Well there are also 4 issues of a great mag, TTOC badge for you car and window stickers. You also get the lowdown on what's happening what's happened tips and ideas plus lots more. Only you can decide if its worth joining however. :?


----------



## ecko2702 (Jan 26, 2009)

cheers mate I wasn't sure about all that stuff I thought it was for car meets and all that stuff. I always wanted a TT magazine sounds good to me.


----------



## Wallsendmag (Feb 12, 2004)

Whereabouts in the US just returned from there yesterday ?


----------



## ecko2702 (Jan 26, 2009)

Wisconsin mate.
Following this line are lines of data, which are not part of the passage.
PR #38, opened 2023-06-13
ci: check HSEC id uniqueness

frasertweedale:
Add a CI check that HSEC ids (or the filenames, at least) are unique.

I pushed a branch with a conflict to test the new CI step.  Result:
https://github.com/frasertweedale/security-advisories/actions/runs/5251623664/jobs/9486797411


blackheaven:
I think we should also check toml's `id` too

frasertweedale:
> I think we should also check toml's `id` too

I plan on adding this to the `hsec-tools check` command (will change it to read a named file, instead of `stdin`).  So that will be done in a separate PR, when I (or someone else) get to it.

blackheaven (approved):

PR #39, opened 2023-06-13
Parse summary from markdown

divanorama:
---

## Advisory

- [ ] It's not duplicated
- [ ] All fields are filled

## hsec-tools


TristanCacqueray (approved):

frasertweedale:
It makes good sense.  Thanks for contributing!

Where were you when you were here mate? Did you like it here?


----------



## Wallsendmag (Feb 12, 2004)

LA,San Diego and Vegas , had a great time.


----------



## ecko2702 (Jan 26, 2009)

Ah one of the ones who enjoyed it here then. Everything I hear someone came here on holiday I always think of when Top Gear came here and Jeremy said everyone here is very fat very stupid and very lazy. Sadly he isn't far off. Glad you like it here though bet it was damn hot there though.


----------



## Wallsendmag (Feb 12, 2004)

ecko2702 said:


> Ah one of the ones who enjoyed it here then. Everything I hear someone came here on holiday I always think of when Top Gear came here and Jeremy said everyone here is very fat very stupid and very lazy. Sadly he isn't far off. Glad you like it here though bet it was damn hot there though.


104 when we left ,more like 64 here


----------



## ecko2702 (Jan 26, 2009)

I wouldn't complain about that 64 would be great. All week it has been in the 90's with 90 to 100% humidity.


----------



## Wallsendmag (Feb 12, 2004)

Nice and dry in the desert


----------